The ophthalmic nerve carries only sensory fibers from the eyes, conjunctiva, and lacrimal gland. It receives sensory branches from the:
- Nasal cavity,
- Frontal sinus
- Ethmoidal cells
- Falx cerebri
- Dura mater in the anterior cranial fossa
- Superior parts of the tentorium cerebelli
- Upper eyelid
- Dorsum of the nose
- Anterior part of the scalp
It supplies branches to the:
- Cornea
- Ciliary body
- Iris
- Lacrimal gland
- Conjunctiva
- Part of the mucous membrane of the nasal cavity
- Skin of the eyelids, eyebrow, forehead and nose
The ophthalmic nerve is joined by filaments from the cavernous plexus of the sympathetic, and communicates with the oculomotor (CN III), trochlear (CN IV), and abducens (CN VI) nerves. It also gives off a recurrent (meningeal) filament, which passes between the layers of the tentorium.
Clinical notes
Clinical eye exam
The clinical eye exam is designed to check the functions of the eyes listed above. The exam includes testing of:
- Visual acuity
- Color vision
- Visual fields
- Pupillary response to light (tests both cranial nerves II and III, plus sympathetic nerve fibers)
- Fundoscopy
Optic nerve damage
The list of common clinical eye disorders, diseases, and conditions is rather extensive due to the importance of the eyes to everyday life. There are a multitude of things that can go awry with the eyes, and the field of ophthalmology exists for this reason. For example, damage to the optic nerve typically causes permanent and potentially severe loss of vision, as well as an abnormal pupillary reflex, which is diagnostically important, especially if we are to consider the possibility of brain injury following a head trauma or concussion. Additionally, the type of visual field loss will depend on which regions of the optic nerve are damaged. Inflammation of the optic nerve causes optic neuritis, which can also affect vision.
Glaucoma
Perhaps one of the most common conditions is glaucoma, which widely describes the group of ocular disorders that results in optic nerve damage or loss to the field of vision. In many patients it is caused by pressure buildup of fluid in the eye (intraocular pressure-associated optic neuropathy), and involves loss of retinal ganglion cells, which causes optic neuropathy in a pattern of peripheral vision loss, initially sparing central vision. Disorders are roughly divided between "open-angle" and "closed-angle" glaucoma. The angle in this case refers to the region between the iris and cornea, where fluid must flow through the trabecular meshwork to escape.

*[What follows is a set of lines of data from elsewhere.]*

PR #1371, opened 2022-01-27
Add a changelog entry for attrs support

### LINKED ISSUE #1330: `brain_attrs.py` does not support attrs v21.3.0+

jacobbogdanov:
The original PR #1331 was missing a changelog entry

Closes #1330

### DIFF
--- a/ChangeLog
+++ b/ChangeLog
@@ -15,6 +15,11 @@ Release date: TBA
 
   Closes PyCQA/pylint#5679
 
+* Add support for [attrs v21.3.0](https://github.com/python-attrs/attrs/releases/tag/21.3.0) which
+  added a new `attrs` module alongside the existing `attr`.
+
+  Closes #1330
+
 What's New in astroid 2.9.4?
 ============================
 Release date: TBA


Pierre-Sassoulas (approved):
Thanks a lot for the follow-up I did not expect it and I appreciate it ;)

PR #1372, opened 2022-01-27
Use constants defined in ``astroid.const`` where applicable

DanielNoord:
## Steps

## Description

Something I had on my mind for some time.

## Type of Changes

### DIFF
--- a/astroid/brain/brain_signal.py
+++ b/astroid/brain/brain_signal.py
@@ -27,6 +27,7 @@ import sys
 
 from astroid.brain.helpers import register_module_extender
 from astroid.builder import parse
+from astroid.const import WIN32
 from astroid.manager import AstroidManager
 
 
@@ -49,7 +50,7 @@ def _signals_enum():
         SIGSEGV   = enum.auto()
         SIGTERM   = enum.auto()
     """
-    if sys.platform != "win32":
+    if not WIN32:
         signals_enum += """
         SIGALRM   = enum.auto()
         SIGBUS    = enum.auto()
@@ -76,7 +77,7 @@ def _signals_enum():
         SIGXCPU   = enum.auto()
         SIGXFSZ   = enum.auto()
         """
-    if sys.platform == "win32":
+    if WIN32:
         signals_enum += """
         SIGBREAK  = enum.auto()
         """
@@ -103,7 +104,7 @@ def _handlers_enum():
 
 def _sigmasks_enum():
     """Generates the source code for the Sigmasks int enum."""
-    if sys.platform != "win32":
+    if not WIN32:
         return """
     import enum
     class Sigmasks(enum.IntEnum):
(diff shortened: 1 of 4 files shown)


Pierre-Sassoulas (commented):
I think this is nice change and also a small perf improvement but also that @cdce8p was against it because it makes it harder to detect sys guard. (We reverted some of it before). I don't have strong opinion about this but I also don't want to enter an edit war.

DanielNoord:
I left occurrences for imports and redefinition of methods for specific versions, because of that issue. Of course we could still decide against it. I don't mind leaving as is.

Pierre-Sassoulas:
> I left occurrences for imports and redefinition of methods for specific versions, because of that issue.

Then I think we could merge if Marc do not react before 2.10.

cdce8p:
> > I left occurrences for imports and redefinition of methods for specific versions, because of that issue.
> 
> Then I think we could merge if Marc do not react before 2.10.

Sorry guys! I needed some time to work on different things and just didn't look into any pylint or astroid issues as my backlog was getting larger. Am slowly catching up now, although I probably won't have much free time the next few months. If I'm unresponsive on Github you can usually still reach me on Discord, fyi.

> I think this is nice change and also a small perf improvement but also that @cdce8p was against it because it makes it harder to detect sys guard.

Both mypy and pyright know how to handle `sys` guards. They don't have any logic for arbitrary constant guards. @DanielNoord You mentioned it yourself that you left some sys guards in-place because of it. Thus, I would still recommend against this change.

If performance is that important to you, I would suggest moving the sys guards one level up. E.g. for the `TreeRebuilder` instead of doing the checks inside the individual methods, define the methods itself conditionally. That way the check would only be run once on load, instead of for each method call.

There are some huge drawbacks though. By definition, you'll need to copy a lot of code. With that it will be much more difficult to maintain. That's why I didn't do it when I added the guards for `end_lineno` and `end_col_offset`. IMO it's just not worth it. At some point even Python 3.7 is deprecated and the problem resolves itself.

DanielNoord:
> Sorry guys! I needed some time to work on different things and just didn't look into any pylint or astroid issues as my backlog was getting larger. Am slowly catching up now, although I probably won't have much free time the next few months. If I'm unresponsive on Github you can usually still reach me on Discord, fyi.

As always, no worries! If you have any time to spare on `astroid` or `pylint` issues I think your input would be most valuable on the currently opened `astroid` PRs.  There are both some crucial changes to `distutils` handling as well as the `NamedTuple` instance and mirroring `ast` APIs which would benefit from additional reviews.  

>  At some point even Python 3.7 is deprecated and the problem resolves itself.

Fine with me. I just thought I would propose the change and start the discussion. Let's not do this! Thanks @cdce8p for the input! 😄

cdce8p:
The `distutils` PRs are still on my list. I've also seen a notification about `ast`. I don't want to make any promises, but just maybe I'll get to them.

PR #1377, opened 2022-01-30
Fix typing for `assigned_stmts`

cdce8p:
## Description
Methods are attributes of the class and should therefore be typed as ClassVar.
https://docs.python.org/3/library/typing.html#typing.ClassVar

Open-angle, chronic glaucoma tends to progress at a slower rate and patients may not notice they have lost vision until the disease has progressed significantly, unlike in the more acute closed-angle glaucoma. Closed-angle glaucoma can appear suddenly and is often painful; and while visual loss can progress quickly, oftentimes patients seek medical attention due to the pain before permanent damage occurs.
Any damage or impingement on the cranial nerves of the orbit can affect whether or not eyes are able to move properly, and whether or not the eyelids can function normally.